▶ Instructions for the task:
The answer must consist of every line in the records that contains the word "framework".

[Data excerpts]
****
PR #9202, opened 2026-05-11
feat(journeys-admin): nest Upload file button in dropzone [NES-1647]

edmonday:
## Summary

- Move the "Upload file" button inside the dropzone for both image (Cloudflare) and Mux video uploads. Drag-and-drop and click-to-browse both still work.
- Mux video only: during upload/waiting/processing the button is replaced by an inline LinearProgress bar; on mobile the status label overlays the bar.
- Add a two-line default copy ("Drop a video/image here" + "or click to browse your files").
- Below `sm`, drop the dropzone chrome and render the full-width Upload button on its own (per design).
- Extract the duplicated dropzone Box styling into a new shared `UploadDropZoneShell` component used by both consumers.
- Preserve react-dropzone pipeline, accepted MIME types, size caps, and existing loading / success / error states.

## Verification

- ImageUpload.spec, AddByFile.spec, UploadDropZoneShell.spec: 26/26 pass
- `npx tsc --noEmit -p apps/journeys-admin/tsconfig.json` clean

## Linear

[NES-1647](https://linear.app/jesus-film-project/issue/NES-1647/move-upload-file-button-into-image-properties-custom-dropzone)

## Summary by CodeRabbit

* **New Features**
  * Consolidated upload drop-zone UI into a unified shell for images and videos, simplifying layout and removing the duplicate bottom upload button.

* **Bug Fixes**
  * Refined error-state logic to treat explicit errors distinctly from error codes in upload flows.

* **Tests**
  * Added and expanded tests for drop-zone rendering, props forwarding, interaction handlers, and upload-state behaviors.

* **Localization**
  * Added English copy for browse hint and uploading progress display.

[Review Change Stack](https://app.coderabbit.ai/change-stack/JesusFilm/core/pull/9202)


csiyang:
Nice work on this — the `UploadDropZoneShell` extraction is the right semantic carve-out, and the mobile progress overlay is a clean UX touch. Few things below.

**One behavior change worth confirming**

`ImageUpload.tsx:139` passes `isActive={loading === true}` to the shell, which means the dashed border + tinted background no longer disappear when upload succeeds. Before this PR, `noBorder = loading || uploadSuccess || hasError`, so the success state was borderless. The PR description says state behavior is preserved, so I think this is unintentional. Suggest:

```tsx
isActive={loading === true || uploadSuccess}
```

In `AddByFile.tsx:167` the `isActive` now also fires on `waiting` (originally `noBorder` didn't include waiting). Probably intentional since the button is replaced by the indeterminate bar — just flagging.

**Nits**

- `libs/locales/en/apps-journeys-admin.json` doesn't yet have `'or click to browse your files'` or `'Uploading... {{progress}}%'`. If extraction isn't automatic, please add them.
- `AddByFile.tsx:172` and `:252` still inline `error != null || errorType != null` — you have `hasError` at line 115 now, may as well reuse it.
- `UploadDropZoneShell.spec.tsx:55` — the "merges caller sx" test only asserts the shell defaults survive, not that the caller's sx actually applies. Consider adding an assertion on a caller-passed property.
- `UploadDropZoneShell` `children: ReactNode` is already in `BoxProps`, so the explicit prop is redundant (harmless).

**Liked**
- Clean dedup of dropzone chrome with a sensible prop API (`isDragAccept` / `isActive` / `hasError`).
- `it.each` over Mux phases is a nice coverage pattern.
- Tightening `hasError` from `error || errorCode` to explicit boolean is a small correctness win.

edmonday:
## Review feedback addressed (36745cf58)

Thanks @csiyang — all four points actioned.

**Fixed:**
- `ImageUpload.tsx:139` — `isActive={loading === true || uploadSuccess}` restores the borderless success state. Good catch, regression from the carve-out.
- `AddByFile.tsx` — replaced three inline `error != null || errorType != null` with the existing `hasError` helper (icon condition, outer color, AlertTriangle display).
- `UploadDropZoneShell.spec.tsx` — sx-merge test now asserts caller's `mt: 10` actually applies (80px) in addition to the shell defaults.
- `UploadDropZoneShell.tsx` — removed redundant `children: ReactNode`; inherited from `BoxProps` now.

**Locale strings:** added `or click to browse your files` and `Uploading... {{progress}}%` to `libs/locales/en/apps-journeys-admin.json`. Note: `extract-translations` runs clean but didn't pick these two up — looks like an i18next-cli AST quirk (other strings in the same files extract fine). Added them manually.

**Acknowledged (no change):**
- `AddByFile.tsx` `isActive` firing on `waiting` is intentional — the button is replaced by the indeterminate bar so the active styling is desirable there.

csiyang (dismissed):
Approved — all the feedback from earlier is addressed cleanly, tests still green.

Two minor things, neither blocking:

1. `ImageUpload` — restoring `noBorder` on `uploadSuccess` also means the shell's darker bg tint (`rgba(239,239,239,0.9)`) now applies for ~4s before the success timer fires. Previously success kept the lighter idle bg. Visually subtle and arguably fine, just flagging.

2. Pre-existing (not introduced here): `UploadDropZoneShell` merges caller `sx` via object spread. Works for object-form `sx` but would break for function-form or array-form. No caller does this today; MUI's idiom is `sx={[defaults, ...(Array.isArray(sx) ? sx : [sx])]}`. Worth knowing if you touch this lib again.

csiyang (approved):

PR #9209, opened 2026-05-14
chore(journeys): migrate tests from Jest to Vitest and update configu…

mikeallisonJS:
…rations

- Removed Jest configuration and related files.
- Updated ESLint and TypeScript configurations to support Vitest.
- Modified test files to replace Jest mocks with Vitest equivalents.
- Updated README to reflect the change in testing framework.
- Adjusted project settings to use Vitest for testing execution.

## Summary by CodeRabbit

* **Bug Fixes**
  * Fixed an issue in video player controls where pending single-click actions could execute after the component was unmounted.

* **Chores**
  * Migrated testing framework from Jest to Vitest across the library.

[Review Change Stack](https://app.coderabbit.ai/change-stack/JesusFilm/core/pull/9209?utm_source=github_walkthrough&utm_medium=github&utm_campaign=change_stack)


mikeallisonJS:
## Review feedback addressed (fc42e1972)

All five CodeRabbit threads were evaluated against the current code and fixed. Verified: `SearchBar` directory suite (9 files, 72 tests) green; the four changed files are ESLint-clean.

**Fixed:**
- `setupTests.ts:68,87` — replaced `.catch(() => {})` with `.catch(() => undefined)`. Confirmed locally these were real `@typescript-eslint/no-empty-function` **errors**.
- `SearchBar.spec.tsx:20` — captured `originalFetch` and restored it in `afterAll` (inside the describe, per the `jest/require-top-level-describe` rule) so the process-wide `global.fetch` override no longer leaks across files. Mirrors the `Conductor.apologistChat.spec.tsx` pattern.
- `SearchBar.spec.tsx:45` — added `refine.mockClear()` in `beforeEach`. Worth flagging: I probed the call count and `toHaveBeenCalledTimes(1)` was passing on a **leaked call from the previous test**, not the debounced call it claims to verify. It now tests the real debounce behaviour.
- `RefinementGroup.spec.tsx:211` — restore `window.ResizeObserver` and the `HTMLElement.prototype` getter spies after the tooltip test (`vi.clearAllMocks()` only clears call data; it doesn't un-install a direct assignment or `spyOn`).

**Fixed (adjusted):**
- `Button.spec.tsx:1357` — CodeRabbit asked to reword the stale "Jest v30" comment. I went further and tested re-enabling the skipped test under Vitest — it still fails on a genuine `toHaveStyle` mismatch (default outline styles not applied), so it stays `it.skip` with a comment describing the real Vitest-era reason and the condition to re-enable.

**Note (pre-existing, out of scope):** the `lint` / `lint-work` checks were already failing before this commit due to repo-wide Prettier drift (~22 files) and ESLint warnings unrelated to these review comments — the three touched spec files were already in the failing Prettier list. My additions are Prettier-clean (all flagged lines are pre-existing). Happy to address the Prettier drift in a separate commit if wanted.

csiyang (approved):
****
▶ Exercise answer:
- Updated README to reflect the change in testing framework.
  * Migrated testing framework from Jest to Vitest across the library.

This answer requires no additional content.